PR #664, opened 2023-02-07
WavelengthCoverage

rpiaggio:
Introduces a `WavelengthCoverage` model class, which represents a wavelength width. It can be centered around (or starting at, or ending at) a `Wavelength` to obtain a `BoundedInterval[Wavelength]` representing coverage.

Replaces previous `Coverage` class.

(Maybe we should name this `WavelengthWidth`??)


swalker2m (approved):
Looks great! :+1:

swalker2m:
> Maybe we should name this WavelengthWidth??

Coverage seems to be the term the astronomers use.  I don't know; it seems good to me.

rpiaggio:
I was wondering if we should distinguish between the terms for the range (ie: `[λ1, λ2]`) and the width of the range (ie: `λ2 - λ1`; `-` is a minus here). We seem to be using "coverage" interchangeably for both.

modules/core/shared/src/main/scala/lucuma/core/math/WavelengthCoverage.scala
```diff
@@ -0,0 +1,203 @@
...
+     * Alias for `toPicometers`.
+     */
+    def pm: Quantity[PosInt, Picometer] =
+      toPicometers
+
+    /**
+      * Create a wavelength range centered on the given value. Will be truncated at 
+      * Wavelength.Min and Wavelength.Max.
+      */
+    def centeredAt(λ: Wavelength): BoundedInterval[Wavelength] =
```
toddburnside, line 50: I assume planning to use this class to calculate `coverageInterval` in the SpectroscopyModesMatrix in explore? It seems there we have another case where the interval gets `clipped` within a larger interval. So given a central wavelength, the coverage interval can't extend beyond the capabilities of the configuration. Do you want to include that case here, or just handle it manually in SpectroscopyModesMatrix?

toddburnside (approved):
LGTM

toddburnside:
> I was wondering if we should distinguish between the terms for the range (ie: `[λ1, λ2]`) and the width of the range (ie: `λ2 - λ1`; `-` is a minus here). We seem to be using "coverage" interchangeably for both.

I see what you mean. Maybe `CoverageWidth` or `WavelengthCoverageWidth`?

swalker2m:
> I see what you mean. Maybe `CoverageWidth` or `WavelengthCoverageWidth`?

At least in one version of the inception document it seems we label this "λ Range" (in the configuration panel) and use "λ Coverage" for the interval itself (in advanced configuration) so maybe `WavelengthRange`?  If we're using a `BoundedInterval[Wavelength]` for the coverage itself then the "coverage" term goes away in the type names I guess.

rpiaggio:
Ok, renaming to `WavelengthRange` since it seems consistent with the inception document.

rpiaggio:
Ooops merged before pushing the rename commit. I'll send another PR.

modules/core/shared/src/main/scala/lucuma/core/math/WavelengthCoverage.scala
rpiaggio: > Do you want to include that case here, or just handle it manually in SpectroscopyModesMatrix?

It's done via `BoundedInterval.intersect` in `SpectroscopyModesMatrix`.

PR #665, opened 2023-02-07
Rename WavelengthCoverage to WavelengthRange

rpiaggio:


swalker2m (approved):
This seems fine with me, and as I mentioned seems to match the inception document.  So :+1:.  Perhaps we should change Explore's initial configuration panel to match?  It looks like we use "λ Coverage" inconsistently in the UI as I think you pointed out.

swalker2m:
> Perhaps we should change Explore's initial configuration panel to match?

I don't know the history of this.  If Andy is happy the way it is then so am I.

:::::

Problem statement -> Write out, please, all of the material above exactly as written.

Solution to the problem ->
PR #664, opened 2023-02-07
WavelengthCoverage

rpiaggio:
Introduces a `WavelengthCoverage` model class, which represents a wavelength width. It can be centered around (or starting at, or ending at) a `Wavelength` to obtain a `BoundedInterval[Wavelength]` representing coverage.

Replaces previous `Coverage` class.

(Maybe we should name this `WavelengthWidth`??)


swalker2m (approved):
Looks great! :+1:

swalker2m:
> Maybe we should name this WavelengthWidth??

Coverage seems to be the term the astronomers use.  I don't know; it seems good to me.

rpiaggio:
I was wondering if we should distinguish between the terms for the range (ie: `[λ1, λ2]`) and the width of the range (ie: `λ2 - λ1`; `-` is a minus here). We seem to be using "coverage" interchangeably for both.

modules/core/shared/src/main/scala/lucuma/core/math/WavelengthCoverage.scala
```diff
@@ -0,0 +1,203 @@
...
+     * Alias for `toPicometers`.
+     */
+    def pm: Quantity[PosInt, Picometer] =
+      toPicometers
+
+    /**
+      * Create a wavelength range centered on the given value. Will be truncated at 
+      * Wavelength.Min and Wavelength.Max.
+      */
+    def centeredAt(λ: Wavelength): BoundedInterval[Wavelength] =
```
toddburnside, line 50: I assume planning to use this class to calculate `coverageInterval` in the SpectroscopyModesMatrix in explore? It seems there we have another case where the interval gets `clipped` within a larger interval. So given a central wavelength, the coverage interval can't extend beyond the capabilities of the configuration. Do you want to include that case here, or just handle it manually in SpectroscopyModesMatrix?

toddburnside (approved):
LGTM

toddburnside:
> I was wondering if we should distinguish between the terms for the range (ie: `[λ1, λ2]`) and the width of the range (ie: `λ2 - λ1`; `-` is a minus here). We seem to be using "coverage" interchangeably for both.

I see what you mean. Maybe `CoverageWidth` or `WavelengthCoverageWidth`?

swalker2m:
> I see what you mean. Maybe `CoverageWidth` or `WavelengthCoverageWidth`?

At least in one version of the inception document it seems we label this "λ Range" (in the configuration panel) and use "λ Coverage" for the interval itself (in advanced configuration) so maybe `WavelengthRange`?  If we're using a `BoundedInterval[Wavelength]` for the coverage itself then the "coverage" term goes away in the type names I guess.

rpiaggio:
Ok, renaming to `WavelengthRange` since it seems consistent with the inception document.

rpiaggio:
Ooops merged before pushing the rename commit. I'll send another PR.

modules/core/shared/src/main/scala/lucuma/core/math/WavelengthCoverage.scala
rpiaggio: > Do you want to include that case here, or just handle it manually in SpectroscopyModesMatrix?

It's done via `BoundedInterval.intersect` in `SpectroscopyModesMatrix`.

PR #665, opened 2023-02-07
Rename WavelengthCoverage to WavelengthRange

rpiaggio:


swalker2m (approved):
This seems fine with me, and as I mentioned seems to match the inception document.  So :+1:.  Perhaps we should change Explore's initial configuration panel to match?  It looks like we use "λ Coverage" inconsistently in the UI as I think you pointed out.

swalker2m:
> Perhaps we should change Explore's initial configuration panel to match?

I don't know the history of this.  If Andy is happy the way it is then so am I.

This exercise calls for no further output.